Brooklyn Developmental Disabilities Council holds annual legislative brunch
They’re demanding more help for the needy.
The Brooklyn Developmental Disabilities Council (BDDC) hosted its annual legislative breakfast at Gargiulo’s Restaurant, 2911 West 15th Street, to discuss with local representatives the future of services, supports and funding for Brooklyn residents with intellectual and developmental disabilities.
The Friday, March 3 event highlighted BFair2DirectCare, the call to action to remind state leaders that direct care not-for-profit agency workers deserve more financial help.
“Everything regarding supports and funding for people with developmental disabilities is important but this year specifically we are targeting specifically on the BFair2Direct campaign,” said Chairperson of BDDC Lorenzo Brown. “If we don’t have the trained and qualified staff to provide the support and services of these people, it’s literally eroding away the foundation of this entire service system.”
The increase in minimum wage was also discussed.

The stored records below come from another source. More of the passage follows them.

PR #5953, opened 2023-09-14
Revert "Reduce the number of tasks for better performance"

sokra:
Reverts vercel/turbo#5950

Closes WEB-1569


jridgewell (approved):
Why revert?

sokra:
> Why revert?

It breaks the benchmark in CI and also next.js in https://github.com/vercel/next.js/pull/55404

PR #5958, opened 2023-09-15
fix: convert the lockfile path to a repo-root-relative path before use

arlyon:
### Description

In scope / filter I mistakenly used an absolute path instead of a repo-relative one in the matcher. This resolves that. It additionally makes more-clear a constraint that we have that lockfiles must be within a repo to support change detection, and adds error handling / tests for that.

It also removes the use of wax (globbing) from the initial impl, which was ported across verbatim from go, since I believe we are just comparing resolved paths at this point. (tagging @chris-olszewski since you worked in this area last)

https://github.com/vercel/turbo/blob/b916a874e8bd192145dbc75525750a0860b8070c/cli/internal/scope/scope.go#L258-L265

### Testing Instructions

3 new test cases

Closes TURBO-1330

### DIFF
--- a/crates/turborepo-lib/src/run/scope/change_detector.rs
+++ b/crates/turborepo-lib/src/run/scope/change_detector.rs
@@ -147,9 +147,8 @@ impl<'a> SCMChangeDetector<'a> {
             .all(|(a, b)| a == b)
     }
 
-    /// Get a list of changes from the lockfile.
-    ///
-    /// Returning Ok(None) here indicates
+    /// Get a list of package names that have changed due to changes in the
+    /// lockfile across the HEAD and the given ref.
     fn get_changes_from_lockfile(
         &self,
         changed_files: &HashSet<AnchoredSystemPathBuf>,
@@ -160,13 +159,8 @@ impl<'a> SCMChangeDetector<'a> {
             .package_manager()
             .lockfile_path(self.turbo_root);
 
-        let lockfile_path_relative = lockfile_path
-            .anchor(self.turbo_root)
-            .expect("was created above");
-
-        let matcher = wax::Glob::new(lockfile_path_relative.as_str())?;
-
-        if !changed_files.iter().any(|f| matcher.is_match(f.as_path())) {
+        // no changes to lockfile? then no changes because of lockfile
+        if !SCMChangeDetector::lockfile_changed(self.turbo_root, changed_files, &lockfile_path)? {
             return Ok(vec![]);
         }
 
@@ -181,6 +175,20 @@ impl<'a> SCMChangeDetector<'a> {
             .changed_packages(previous_lockfile.as_ref())?;
 
         Ok(additional_packages)
+    }
+
+    fn lockfile_changed(
+        turbo_root: &AbsoluteSystemPath,
+        changed_files: &HashSet<AnchoredSystemPathBuf>,
+        lockfile_path: &AbsoluteSystemPath,
+    ) -> Result<bool, ChangeDetectError> {
+        let lockfile_path_relative = turbo_root
+            .anchor(lockfile_path)
+            .expect("lockfile should be in repo");
+
+        let matcher = wax::Glob::new(lockfile_path_relative.as_str())?;
+
+        Ok(changed_files.iter().any(|f| matcher.is_match(f.as_path())))
     }
 }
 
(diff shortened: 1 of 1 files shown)


mehulkar (approved):

crates/turborepo-lib/src/run/scope/change_detector.rs
```diff
@@ -178,6 +176,18 @@ impl<'a> SCMChangeDetector<'a> {
...
+    fn lockfile_changed(
+        turbo_root: &AbsoluteSystemPath,
+        changed_files: &HashSet<AnchoredSystemPathBuf>,
+        lockfile_path: &AbsoluteSystemPath,
+    ) -> Result<bool, ChangeDetectError> {
+        let lockfile_path_relative = turbo_root
+            .anchor(lockfile_path)
+            .map_err(|_| ChangeDetectError::LockfileNotInRepo)?;
+
+        Ok(changed_files.iter().any(|f| f == &lockfile_path_relative))
```
chris-olszewski, line 189:
```suggestion
        Ok(changed_files.contains(&lockfile_path_relative))
```

crates/turborepo-lib/src/run/scope/change_detector.rs
```diff
@@ -202,3 +216,58 @@ impl From<ChangedPackagesError> for ChangeDetectError {
...
+        let changed_files = changed_files
+            .iter()
+            .map(|s| turbopath::AnchoredSystemPathBuf::from_raw(s).unwrap())
+            .collect();
+        let changes =
+            SCMChangeDetector::lockfile_changed(&turbo_root, &changed_files, &lockfile_path);
+
+        // we don't want to implement PartialEq on the error type,
+        // so simply compare the debug representations
+        assert_eq!(format!("{:?}", changes), format!("{:?}", expected));
```
chris-olszewski, line 247: I always feel like there should be a better way to handle comparing possible errors. This might be the cleanest way around it I've seen, but it still feels slightly off.

chris-olszewski (approved):

crates/turborepo-lib/src/run/scope/change_detector.rs
```diff
@@ -192,6 +202,10 @@ pub enum ChangeDetectError {
     NoLockfile,
     #[error("Lockfile error: {0}")]
     Lockfile(turborepo_lockfiles::Error),
+    /// This is a potential case that may arise in Bun. We may need to
```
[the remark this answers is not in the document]
chris-olszewski: Actually this might no longer be an issue: https://github.com/oven-sh/bun/pull/5335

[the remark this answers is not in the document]
nathanhammond: @chris-olszewski is correct! Bun had showstopping bugs with `turbo` in `bun@1.0.0`, and 5335 landed in `bun@1.0.1` along with the other fixes for `turbo`.

So: no version of `bun` that works with `turbo` supports non-local lockfiles! 🎉

crates/turborepo-lib/src/run/scope/change_detector.rs
```diff
@@ -192,6 +202,10 @@ pub enum ChangeDetectError {
...
+    /// relax / handle this case in the future
+    #[error("Lockfile not in repo")]
+    LockfileNotInRepo,
```
nathanhammond, line 208:
```suggestion
```

nathanhammond (approved):
We can remove the "outside of project" check!

crates/turborepo-lib/src/run/scope/change_detector.rs
arlyon: Yeah its a bit jank. I didn't want to just check that the enum variant was the same either...

crates/turborepo-lib/src/run/scope/change_detector.rs
arlyon: Sorted

crates/turborepo-lib/src/run/scope/change_detector.rs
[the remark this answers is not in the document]
arlyon: New iteration up now, TY

arlyon:
Enabling auto merge

PR #6141, opened 2023-10-10
Escape colons in globs before sending to the daemon

### LINKED ISSUE #6136: [turborepo] turbo outputs cache breaks on tasks with `:` in the name

1.10.15

pnpm

Mac

### Describe the Bug

For compat reasons with older workflows and to match other patterns in our monorepo we prefix our turbo commands with `turbo:` in our package.json scripts, eg we'd run `pnpm turbo turbo:build` to run our turbrepo-managed build scripts.

This worked fine on 1.10.14. After updating to 1.10.15 we're now seeing the following warn log:

```
@alto/eslint-plugin:turbo:build: Failed to mark outputs as cached for @alto/eslint-plugin#turbo:build: rpc error: code = InvalidArgument desc = failed to parse glob expression: libs/eslint-plugin/.turbo/turbo-turbo:build.log
```

the full output from the `pnpm turbo turbo:build` command is as follows:

```
❯ pnpm turbo turbo:build
• Packages in scope: @alto/eslint-plugin, [others redacted]
• Running turbo:build in 11 packages
• Remote caching disabled
@alto/eslint-plugin:turbo:build: Failed to mark outputs as cached for @alto/eslint-plugin#turbo:build: rpc error: code = InvalidArgument desc = failed to parse glob expression: libs/eslint-plugin/.turbo/turbo-turbo:build.log
@alto/eslint-plugin:turbo:build: cache hit, suppressing logs 7414b54f61b794e9
```

If we rename all of our commands to `turbo-build` instead of `turbo:build` then the warning goes away.

### Expected Behavior

Turbo can cache outputs for commands that include a `:` in the name.

### To Reproduce

1. Add a `:` to a turbo command name
2. see the log show up when you run the command

### Reproduction Repo

_No response_

<sub>[TURBO-1440](https://linear.app/vercel/issue/TURBO-1440/[turborepo]-turbo-outputs-cache-breaks-on-tasks-with-in-the-name)</sub>

gsoltis:
### Description

Fixes #6136 
 - Escaped `:` in globs sent to the daemon from the Go client from unix clients, and truncate filenames with `:` on windows due to [Alternate Data Stream](https://learn.microsoft.com/en-us/sysinternals/downloads/streams)
 - Dropped printed warning when we fail to use the daemon for something. It is entirely possible that filewatching will initially time out while getting set up. We don't need to warn on that, there's nothing the user can do, it may just take a while on a large repository.

Note for the future: this may not be the ideal location for converting the format of the globs. It should most likely happen earlier in the process and be tagged with glob source information.

### Testing Instructions

 - Adds a test of the formatting rules applied to globs

Closes TURBO-1441

### DIFF
--- a/cli/internal/daemonclient/daemonclient.go
+++ b/cli/internal/daemonclient/daemonclient.go
@@ -5,6 +5,7 @@ package daemonclient
 import (
 	"context"
 	"path/filepath"
+	"runtime"
 	"strings"
 
 	"github.com/vercel/turbo/cli/internal/daemon/connector"
@@ -33,11 +34,24 @@ func New(client *connector.Client) *DaemonClient {
 	}
 }
 
-// Our globs are expected to be in unix format, and to have : escaped.
-// Important Note: these are _repository relative_ globs, and so will not
-// include Windows drive letters with their own ':' token.
+// formats a repo-relative glob to unix format with ':' characters handled.
+// On windows, ':' is an invalid path character, but you can, and Turborepo does,
+// read to and write from files that contain alternate data streams denoted by ':'.
+// In the case of windows and an alternate data stream, we want change notifications just
+// for the root file. Note that since ':' denotes a data stream for a _file_, it cannot
+// appear in a directory name. Thus, if we find one, we know it's in the filename.
+// See https://learn.microsoft.com/en-us/sysinternals/downloads/streams
 func formatRepoRelativeGlob(input string) string {
-	return strings.ReplaceAll(filepath.ToSlash(input), ":", "\\:")
+	unixInput := filepath.ToSlash(input)
+	if runtime.GOOS == "windows" {
+		colonIndex := strings.Index(input, ":")
+		if colonIndex > -1 {
+			// we found an alternate data stream
+			unixInput = unixInput[:colonIndex]
+		}
+		return unixInput
+	}
+	return strings.ReplaceAll(unixInput, ":", "\\:")
 }
 
 // GetChangedOutputs implements runcache.OutputWatcher.GetChangedOutputs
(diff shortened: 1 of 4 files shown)


cli/internal/daemonclient/daemonclient.go
```diff
@@ -32,12 +34,32 @@ func New(client *connector.Client) *DaemonClient {
 	}
 }
 
+// formats a repo-relative glob to unix format with ':' characters handled.
+// On windows, ':' is an invalid path character, but you can, and Turborepo does,
+// read to and write from files that contain alternate data streams denoted by ':'.
+// In the case of windows and an alternate data stream, we want change notifications just
+// for the root file. Note that since ':' denotes a data stream for a _file_, it cannot
+// appear in a directory name. Thus, if we find one, we know it's in the filename.
+// See https://learn.microsoft.com/en-us/sysinternals/downloads/streams
```
chris-olszewski, line 43: I'm hoping you can't delete data streams from a file individually. i.e. Do we need to worry about the situation where `build:schema` and `build:types` point to the same log file, but only the `types` stream gets deleted and we miss it's removal since the file is still there?

chris-olszewski (approved):
TIL files have streams on windows.

cli/internal/daemonclient/daemonclient.go
chris-olszewski: Based on the `-d` flag of [the CLI tool](https://learn.microsoft.com/en-us/sysinternals/downloads/streams#using-streams) I'm guessing the answer is yes. Obviously non-blocking, but fun.

gsoltis: You can delete individual streams, we get a modification event for the file, which is sufficient for our purposes.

“What the governor did with minimum wage was bittersweet,” he explained. “We’re happy to see our fellow New Yorkers can earn a decent living but what it’s done is it’s taking the work that we’ve done and put us in competition with the same minimum wage workers and what we do is not minimum wage work. Now we’re forced to compete with everyone lined with minimum wage.”
The campaign is requesting that Governor Andrew Cuomo put another $45 million in this year’s budget and over the next six years to non-profit providers.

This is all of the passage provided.